Devo controllare raga, mi state dando una notizia sconcertante

----------

## oRDeX

ho appena dato una controllata grezza, i link ricavati con ettercap (intendo i link che richiama sideSMS), fino a ...user.do?... funzionano..cioè inserendolo manualmente nel browser si logga..ma da li in poi ettercap nnon estrapola niente.quindi non ho saputo controllare oltre

----------

## federico

 *oRDeX wrote:*   

> ho appena dato una controllata grezza, i link ricavati con ettercap (intendo i link che richiama sideSMS), fino a ...user.do?... funzionano..cioè inserendolo manualmente nel browser si logga..ma da li in poi ettercap nnon estrapola niente.quindi non ho saputo controllare oltre

 

Se qualcuno trova l'intoppo (questo sistema e' valido, io ho utilizzato ethereal) e ce lo dice siamo a posto  :Smile: 

Io ora prendo un caffe' e poi mi metto all'opera dunque

----------

## xchris

se ti puo' essere utile come info vodavoda (il mio in curl) funziona ancora..

ciao

----------

## federico

 *xchris wrote:*   

> se ti puo' essere utile come info vodavoda (il mio in curl) funziona ancora..
> 
> ciao

 

Opporc...

Ora vedo un po', che il side non funzioni e' assodato xke' ho ricevuto anche un paio di telefonate minatorie da parte di amici  :Smile: 

----------

## unz

sbrigati se no riceverai anche le nostre ....  :Twisted Evil: 

----------

## federico

Allora, la soluzione e' presto data.

La beta3 che state utilizzando voi non ha il motore di xchris ottimizzato, ma quello nostro un po' meno ottimizzato che e' saltato.

La beta4 che ho qui io funziona ed e' per questo che non avevo notato il problema...

Proviamo a velocizzare il rilascio :°

----------

## unz

aspettiamo come avvoltoi ...

----------

## oRDeX

ehehe, no dai..aspettiamo tranquillamente e basta   :Wink: 

----------

## Cerberos86

magari aspettano qualche incitamento da parte della comunity...tipo una cassa di birre....!  :Laughing: 

----------

## riquito

 *Cerberos86 wrote:*   

> magari aspettano qualche incitamento da parte della comunity...tipo una cassa di birre....! 

 

mmm...

una cassa di orzata magari....

ho la mezza idea che per domani (oggi per i più) sarà pronto  :Smile: 

le cose che dobbiamo mettere a posto sono

-> far riempire un menu (windows)

-> assicurarsi che le gtk+ siano nella path, o rimediare noi (windows)

-> iconizzazione/deiconizzazione da sistemare (cavolate) (win e linux)

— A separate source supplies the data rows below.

Issue #9058, opened 2026-08-12
CI Updates 2026


ericspod:
The CI process could benefit from updating. Some on-going work is moving this forward that should be tracked:

- [x] Replace pytype and mypy (#8868) (remember to update the ruleset to allow the PR to pass and add the pyrefly check)
- [x] Modernise building (#8980 #9010)
- [ ] Skip CI Tests Based on Checks, Not Action File (#8971)
- [ ] Add support for merge queues (#8991)
- [x] Move black and isort formatting into pre-commit (#9061) Regular pre-commit may just be fine. ~~using Pre-Commit Lite so that a action can be used which constructs the same environment the other actions run under, this ensures the versions of black and isort match what would be used locally.~~
- [x] Fix weekly-preview #9075 #9081 
- [x] Fix CodeQL #9079
- [ ] Re-instate coverage testing
- [ ] Update actions for uploading to PyPI, docker updating, and anything else that hasn't worked for a while, this will likely need custom runners as Docker building is too large.
- [ ] Update or remove action scripts that have become outdated, especially cron ones.
- [ ] Update dependency versions once everything is settled, some are getting old and can be updated when Python 3.10 support is dropped.
- [ ] Create tests for using `uv`, `pipx`, `conda/mamba`, `poetry`, and other tools that should work with MONAI currently.

PR #9061, opened 2026-08-18
Precommit Autofixing

ericspod:
Part of #9058

### Description

This adds black and isort pre-commit hooks. This should fix formatting in the same way as `runtests.sh --autofix` but automatically, and before other actions run for too long in a PR. Note that the versions of both need to be set in the `.pre-commit-config.yaml` file separately from wherever else they're specified, so when versions are changed they need to be synced between files. The version for isort is left unchanged but the `<6` restriction should be removed shortly. The pre-commit step for `pycln` was removed in favour of checking for unused imports with Ruff by enabling F401 in `pyproject.toml`. 

### Types of changes


pyproject.toml
```diff
@@ -104,6 +104,7 @@ all = [
   "torchvision",
   "tqdm>=4.47.0",
   "transformers>=4.53.0, <5.0",
```
garciadias: This branch is based on an older `dev`; GitHub currently reports the PR as conflicting. At this hunk, current `dev` has `transformers>=5.5.0` while this branch still has `transformers>=4.53.0, <5.0`, so the three-way merge conflicts here. The branch also still carries older `setuptools` and `mlflow>=2.12.2,<3.13` values. Please rebase or merge current `dev` and preserve the recent dependency bumps (`setuptools>=78.1.1`, `mlflow>=3.15.2`, `transformers>=5.5.0`) along with this new `typeguard<3` line.

.pre-commit-config.yaml
```diff
@@ -37,8 +40,25 @@ repos:
               ^monai/_version.py
           )
 
-  - repo: https://github.com/hadialqattan/pycln
-    rev: v2.6.0
+  - repo: https://github.com/psf/black-pre-commit-mirror
+    rev: 26.5.1  # Black version, keep synced with MONAI requirements
```
garciadias, line 44: These hook revisions are pinned, but the corresponding `testing` extra constraints in `pyproject.toml` are not: `black>=26.3.1` (line 164), `isort>=5.1,!=6.0.0` (line 166), and `ruff>=0.14.11` (line 175). `./runtests.sh --autofix` uses the environment-installed versions, so a local environment can format with a different Black, isort, or Ruff than pre-commit/CI, producing churn or failing checks. Please pin these three to the exact pre-commit revisions (`black==26.5.1`, `isort==8.0.1`, `ruff==0.16.3`) or otherwise keep them in sync.

.pre-commit-config.yaml
```diff
@@ -37,8 +40,25 @@ repos:
               ^monai/_version.py
           )
 
-  - repo: https://github.com/hadialqattan/pycln
-    rev: v2.6.0
+  - repo: https://github.com/psf/black-pre-commit-mirror
```
garciadias, line 43: The `pycln` hook is removed here, but `pyproject.toml` still contains a `[tool.pycln]` section (line 293) and no remaining code references pycln. Please remove the dead `[tool.pycln]` configuration as part of this change.

garciadias (commented):
The PR description states a Pyrefly check step was added, but the final `.pre-commit-config.yaml` contains only Black and isort additions, no Pyrefly hook (it was removed in commit `a1fc8eab`). Please update the description to note Pyrefly was intentionally dropped.

garciadias (changes requested):
This branch conflicts with the current `dev` and cannot be merged as-is. Please rebase or merge `dev`, preserving the recent dependency bumps (`setuptools>=78.1.1`, `mlflow>=3.15.2`, `transformers>=5.5.0`). Also left comments on the formatter version sync between pre-commit and the `testing` extra, and on the stale `[tool.pycln]` config and PR description.

.pre-commit-config.yaml
ericspod: I don't think we should pin these versions exactly in our requirements since we don't need specifically these versions, anything current will do as far as we know  so we don't want to force users to need these. There's no way of stating "latest" as a revision in these hooks. I'll update the versions in our requirements but leave them open ended.

garciadias (approved):

PR #9064, opened 2026-08-20
perf(visualize): batch SmoothGrad noise samples with chunked forward

aymuos15:
### Description

`SmoothGrad` ran `n_samples` forward/backward passes sequentially at `monai/visualize/gradient_based.py:132` and `VanillaGrad.get_grad` rejected batched input at `monai/visualize/gradient_based.py:92`.

This change adds `SmoothGrad(sample_batch_size=1)`. Default `1` keeps the current behavior. Larger values stack noisy copies on the batch dim and run one `get_grad` per chunk.

### Types of changes

- [x] Non-breaking change (fix or new feature that would not break existing functionality)
- [ ] Breaking change (fix or new feature that would cause existing functionality to change)
- [ ] New tests added to cover the changes
- [x] Integration tests passed locally by running `python -m pytest tests/integration/test_vis_gradbased.py` (20 passed)
- [x] Quick tests passed locally by running existing visualize tests
- [ ] In-line docstrings updated
- [ ] Documentation updated, tested `make html` command in the `docs/` folder

### DIFF
--- a/monai/visualize/gradient_based.py
+++ b/monai/visualize/gradient_based.py
@@ -140,15 +140,18 @@ class SmoothGrad(VanillaGrad):
     ) -> torch.Tensor | int | None:
         if index is not None:
             return index
-        # resolve argmax once on clean input
-        was_training = self._model.model.training
-        self._model.model.eval()
-        with torch.no_grad():
-            logits = self._model.model(x, **kwargs)
-            if isinstance(logits, (list, tuple)):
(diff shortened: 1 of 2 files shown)


aymuos15:
@ericspod 

image

Sorry to ping you but, by mistake a signed my preivous commit with something wrong. However the dco still passed. Any idea why this would happen?

PR #9074, opened 2026-08-25
Adding MedNeXt to documentation

id-b3:
MedNeXt implementation is missing from the documentation.
Small fix to add it to the docs so it's clear that it exists in the MONAI framework when using the API Documentation.

### Description

Small fix to the documentation to add the missing MedNeXt model architecture and the MedNeXt block.

### Types of changes

### DIFF
--- a/docs/source/networks.rst
+++ b/docs/source/networks.rst
@@ -295,6 +295,11 @@ N-Dim Fourier Transform
 .. autofunction:: monai.networks.blocks.fft_utils_t.fftshift
 .. autofunction:: monai.networks.blocks.fft_utils_t.ifftshift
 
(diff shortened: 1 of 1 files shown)


docs/source/networks.rst
```diff
@@ -795,6 +800,11 @@ Nets
 .. autoclass:: VoxelMorph
    :members:
 
+`MedNeXt`
+~~~~~~~~~~~~
```
ericspod:
```suggestion
`MedNeXt`
~~~~~~~~~
```

ericspod (approved):
Hi @id-b3 thanks for this docs fix, this looks good to me as is.

PR #9075, opened 2026-08-25
Weekly Preview Fix

ericspod:
### Description

The `weekly-preview.yml` action is not working due to some strange interaction with the updated build process. The solution is to install MONAI first before making the wheel.

### Types of changes

### DIFF
--- a/.github/workflows/weekly-preview.yml
+++ b/.github/workflows/weekly-preview.yml
@@ -82,7 +82,7 @@ jobs:
         ls -lh dist
     - name: Test Installation
       run: |
-        pip uninstall monai -y
+        pip uninstall monai-weekly -y
         pip install dist/*.whl
         pip list
     - name: Publish to PyPI
--- a/.github/workflows/weekly-preview.yml
+++ b/.github/workflows/weekly-preview.yml
@@ -11,7 +11,7 @@ on:
       - dev
 
 env:
-  PYTHON_VER: '3.11'
+  PYTHON_VER: '3.10'
   PYTORCH_VER: '2.8.0'
   PIP_EXTRA_INDEX_URL: "https://download.pytorch.org/whl/cpu"  # forces CPU PyTorch installation, should be faster
 
--- a/.github/workflows/weekly-preview.yml
+++ b/.github/workflows/weekly-preview.yml
@@ -6,6 +6,9 @@ permissions:
 on:
   schedule:
   - cron: "0 2 * * 0"  # 02:00 of every Sunday
+  pull_request:  # temporarily enable for PR
+    branches:
+      - dev
 
 jobs:
   static-checks:
@@ -55,7 +58,7 @@ jobs:
         python-version: '3.10'
     - name: Install setuptools
       run: |
-        python -m pip install --user --upgrade setuptools wheel packaging
+        python -m pip install --user --upgrade pip setuptools wheel packaging
     - name: Build distribution
       run: |
         export HEAD_COMMIT_ID=$(git rev-parse HEAD)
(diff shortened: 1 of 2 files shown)


.github/workflows/weekly-preview.yml
```diff
@@ -72,9 +77,14 @@ jobs:
         git tag "1.7.dev${YEAR_WEEK}"
         git log -1
         git tag --list
-        python setup.py sdist bdist_wheel
-
+        python -m build --config-setting="--extra-index-url=https://download.pytorch.org/whl/cpu"
```
garciadias: `--config-setting` is passed to the setuptools backend, not to pip. `setuptools.build_meta` only honors `--build-option` and `--global-option`, so the build-isolation step still installs `torch>=2.8.0` from the default index. The PR workflow run confirms this: the isolated build resolved `torch 2.13.0+cu130`, and the later wheel install pulled the CUDA toolkit packages. If the goal is CPU wheels, set the pip environment variable instead:

```yaml
        PIP_EXTRA_INDEX_URL=https://download.pytorch.org/whl/cpu python -m build
```

Apply the same environment to the Test Installation step as well.

.github/workflows/weekly-preview.yml
```diff
@@ -6,9 +6,13 @@ permissions:
 on:
   schedule:
   - cron: "0 2 * * 0"  # 02:00 of every Sunday
+  pull_request:
```
garciadias, line 9: The new `pull_request` trigger means this job runs for every PR targeting `dev`, but the checkout is pinned to `ref: dev`. That exercises the base branch rather than the PR head, so the job can pass without validating the PR's changes and adds an expensive packaging/install run to unrelated PRs. If PR validation is intended, check out the head SHA on pull requests:

```yaml
        ref: ${{ github.event_name == 'pull_request' && github.event.pull_request.head.sha || 'dev' }}
```

Otherwise consider using `workflow_dispatch` for manual validation instead of `pull_request`.

.github/workflows/weekly-preview.yml
```diff
@@ -72,9 +77,14 @@ jobs:
         git tag "1.7.dev${YEAR_WEEK}"
         git log -1
         git tag --list
-        python setup.py sdist bdist_wheel
-
+        python -m build --config-setting="--extra-index-url=https://download.pytorch.org/whl/cpu"
+        ls -lh dist
+    - name: Test Installation
+      run: |
+        pip install dist/*.whl
```
garciadias, line 90: `pip list` confirms installation metadata but does not verify the package imports. Add a smoke test after installation, ideally from a directory outside the checkout so the source tree cannot mask the installed wheel:

```yaml
        cd "$(mktemp -d)"
        python -c 'import monai; print(monai.__version__)'
```

.github/workflows/weekly-preview.yml
```diff
@@ -53,9 +57,10 @@ jobs:
       uses: actions/setup-python@v6
       with:
         python-version: '3.10'
+        cache: 'pip'
     - name: Install setuptools
```
garciadias: The step named "Install setuptools" runs `python -m pip install -U pip build`. Consider renaming it to "Install build tooling".

garciadias (changes requested):
Left inline comments on two issues that should be addressed before merge: (1) the `--config-setting` flag is passed to the setuptools backend rather than pip, so the CPU-wheel intent is not realized — set `PIP_EXTRA_INDEX_URL` instead; (2) the new `pull_request` trigger checks out `ref: dev`, so it exercises the base branch rather than the PR head. Also suggested a wheel import smoke test and a step-name cleanup.

ericspod:
Thanks @garciadias your comments should be addressed now.

garciadias (approved):

Issue #9069, opened 2026-08-22
Unit-test results depend on the Python version: unbounded upper pins let 3.12 resolve dependencies CI never sees


hjmjohnson:
### Describe the bug

Whether the unit-test suite passes depends on which Python version the environment was built with, because `[project.optional-dependencies].all` has no upper bounds. Several dependencies have moved to `requires-python >= 3.11` or `>= 3.12`, so a Python 3.10 environment simply cannot reach the releases that break MONAI, while a 3.12 environment installs them by default.

CI pins `PYTHON_VER1: '3.10'` and uses it for `static-checks` and `full-dep`, so **CI never resolves the versions that fail.** A contributor following `CONTRIBUTING.md` on a current interpreter does.

### To Reproduce

```bash
uv venv --python 3.12 /tmp/env312 && VIRTUAL_ENV=/tmp/env312 uv pip install -e ".[all,testing]"
uv venv --python 3.10 /tmp/env310 && VIRTUAL_ENV=/tmp/env310 uv pip install -e ".[all,testing]"
./runtests.sh -u --net --coverage
```

What each interpreter resolves, from the same unbounded specifiers:

| dependency | Python 3.12 | Python 3.10 | why 3.10 cannot reach it |
|---|---|---|---|
| `zarr` | 3.3.0 | 2.18.3 | `requires-python >= 3.12` |
| `scipy` | 1.18.1 | 1.15.3 | `requires-python >= 3.12` |
| `matplotlib` | 3.11.1 | 3.10.9 | `requires-python >= 3.11` |

Full suite, unmodified `dev` (`c1240a2d4`), Python 3.12: **18196 tests, 15 failures, 26 errors**. Rebuilding the same tree on Python 3.10 clears five of the seven affected modules.

<details>
<summary>Which modules fail on 3.12 and why</summary>

| module | cause | 3.10 |
|---|---|---|
| `tests.inferers.test_zarr_avg_merger` (20 errors) | zarr 3.3.0: `ValueError: True is not a valid chunk input. Use chunks=None or chunks="auto" ...` from `zarr/core/chunk_grids.py:781` | passes |
| `tests.metrics.test_compute_fid_metric` | scipy 1.18 removed `disp` from `scipy.linalg.sqrtm`; `monai/metrics/fid.py:85` calls `sqrtm(..., disp=False)` and unpacks two return values | passes |
[...]

PR #9076, opened 2026-08-28
Fix FID metric for scipy >= 1.18: sqrtm no longer accepts disp

dhillrigo:
Fixes part of #9069 (the `scipy` row of the failure table).

### Description

`scipy` 1.18 removed the `disp` parameter from `scipy.linalg.sqrtm`, and with it the 2-tuple `(matrix, errest)` return that `disp=False` produced. `monai/metrics/fid.py:85` still called it as:

```python
scipy_res, _ = scipy.linalg.sqrtm(..., disp=False)
```

so on `scipy >= 1.18` every FID computation fails:

```
TypeError: sqrtm() got an unexpected keyword argument 'disp'
```

This is not reachable in CI today because `full-dep` pins `PYTHON_VER1: '3.10'`, and `scipy >= 1.18` requires Python >= 3.12 — so CI never resolves the breaking version, while a contributor on a current interpreter hits it immediately. That resolution gap is the subject of #9069; this PR fixes just the `scipy` breakage itself.

The fix drops `disp` and uses the return value directly. That is correct across MONAI's entire supported range (`scipy>=1.12.0`): older versions return the matrix alone when `disp` is left at its default.

| scipy | signature | `sqrtm(A)` | `sqrtm(A, disp=False)` |
|---|---|---|---|
| 1.12.0 | `(A, disp=True, blocksize=64)` | ndarray | tuple of 2 |
| 1.18.1 | `(A)` | ndarray | `TypeError` |

### One behavioural note

Omitting `disp` means it reverts to its `True` default on `scipy < 1.18`, so a matrix with no computable square root now prints scipy's `"Failed to find a square root."` to stdout rather than being silent. On `scipy >= 1.18` the same case emits a `LinAlgWarning`.

Downstream behaviour is unchanged either way: both versions return non-finite values, and `compute_frechet_distance` already branches on `torch.isfinite(covmean).all()` and prints its own message for the singular case.

I judged that preferable to version-gating the call site, but happy to switch to an explicit `scipy` version check or to suppress the message if you'd rather keep that path quiet.

### Verification

Run on unmodified `dev` and with the fix, in two environments:

| | scipy 1.18.1 / py3.12 / torch 2.13.0 | scipy 1.12.0 / py3.11 / torch 2.13.0 |
|---|---|---|
| `dev`, unpatched | `test_results` **fails** (`TypeError`) | passes |
| with this PR | 3 passed | 3 passed |

- `tests/metrics/` in full on scipy 1.18.1: **383 passed, 41 skipped**.
- The added `test_sqrtm_returns_tensor` fails on unpatched `dev` under scipy 1.18.1 and passes with the fix, so it genuinely guards the regression. Under scipy 1.12 it passes either way — the bug is version-gated, and the test asserts the contract (`_sqrtm` returns a tensor, not a tuple) rather than the version.
- `black` and `isort` clean; `flake8 --max-line-length=120` clean on both changed files. The one remaining `E501` in `fid.py` is pre-existing on `dev` (line 66, a docstring) and left untouched.

### Types of changes

<sub>On the two unchecked test boxes: I ran `pytest tests/metrics/` in full on both scipy versions rather than the full `runtests.sh` suites, since the change is confined to one function. Happy to run either in full if you want it before merge.</sub>

### DIFF
--- a/monai/metrics/fid.py
+++ b/monai/metrics/fid.py
@@ -82,7 +82,7 @@ def _cov(input_data: torch.Tensor, rowvar: bool = True) -> torch.Tensor:
 
 def _sqrtm(input_data: torch.Tensor) -> torch.Tensor:
     """Compute the square root of a matrix."""
-    scipy_res, _ = scipy.linalg.sqrtm(input_data.detach().cpu().numpy().astype(np.float64), disp=False)
+    scipy_res = scipy.linalg.sqrtm(input_data.detach().cpu().numpy().astype(np.float64))
     return torch.from_numpy(scipy_res)
 
 
--- a/tests/metrics/test_compute_fid_metric.py
+++ b/tests/metrics/test_compute_fid_metric.py
@@ -17,6 +17,7 @@ import numpy as np
 import torch
 
 from monai.metrics import FIDMetric
+from monai.metrics.fid import _sqrtm
 from monai.utils import optional_import
 
 _, has_scipy = optional_import("scipy")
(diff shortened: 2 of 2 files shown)


markov12:
Independent verification on a different platform: macOS arm64, Python 3.12.14, torch 2.14.0, scipy 1.18.1.

- Unpatched `dev`: `test_compute_fid_metric.py` has 1 failed, 1 passed (`TypeError: sqrtm() got an unexpected keyword argument 'disp'`), reproducing the issue.
- With this PR: 3 passed.
- Full `tests/metrics` with this PR: 409 passed, 0 failed (41 skipped: MetricsReloaded / scikit-learn not installed).

LGTM from a testing perspective.

(Verification done with the help of an AI assistant; I reviewed the results.)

onestamente, per linux e' pronto "da mo" , ma non possiamo fare una release a settimana, perdiamo un po' in credibilità (o no?)

cmq, viene su bene  :Smile: 

Ciao,

Riccardo

----------

## Ic3M4n

va beh dai! due delle 3 cose non sono importanti!

----------

## xchris

 *riquito wrote:*   

> 
> 
> onestamente, per linux e' pronto "da mo" , ma non possiamo fare una release a settimana, perdiamo un po' in credibilità (o no?)
> 
> 

 

no  :Smile: 

si sa che e' in forte fase di developing..

testarlo quando non e' ancora maturo significa anche rilevare prima eventuali bug o inesattezze  :Smile: 

Mi piacerebbe tanto provarlo ma per diversi motivi preferisco rimanere su py2.3.5.

Avete contemplato l'idea di compilarlo per linux? (rilasciando anche il codice... ovviamente  :Smile:  )

ciao e buon lavoro

----------

## randomaze

 *xchris wrote:*   

> no 
> 
> si sa che e' in forte fase di developing..
> 
> testarlo quando non e' ancora maturo significa anche rilevare prima eventuali bug o inesattezze 

 

Quoto  :Smile: 

----------

## federico

 *randomaze wrote:*   

>  *xchris wrote:*   no 
> 
> si sa che e' in forte fase di developing..
> 
> testarlo quando non e' ancora maturo significa anche rilevare prima eventuali bug o inesattezze  
> ...

 

Piu' che altro e' che lo abbiamo developpato  :Smile:  con continuita', e quelli che ogni tanto hanno avuto qualche beta4 rc  :Smile:  segnalavano bachi che erano gia' stati risolti percui abbiamo pensato di buttare nel calderone tutto quello che intendevamo mettere fino a questo punto per poi offrirvelo  :Rolling Eyes: 

Ci servirebbe un server cvs quasi quasi, con quello si poteva fare agevolmente questo testing ottimizzato  :Sad: 

Ieri sera quando faccio "Ricki allora, compilo? (parlavo della versione windows)" Riqui mi fa "cavoli no mi sono dimenticato un pezzo!!" ... Niente orzata mi sa  :Smile: 

----------

## federico

I giorni passati dalla beta3 alla fine sonos tati 20, ma la beta4 e' arrivata.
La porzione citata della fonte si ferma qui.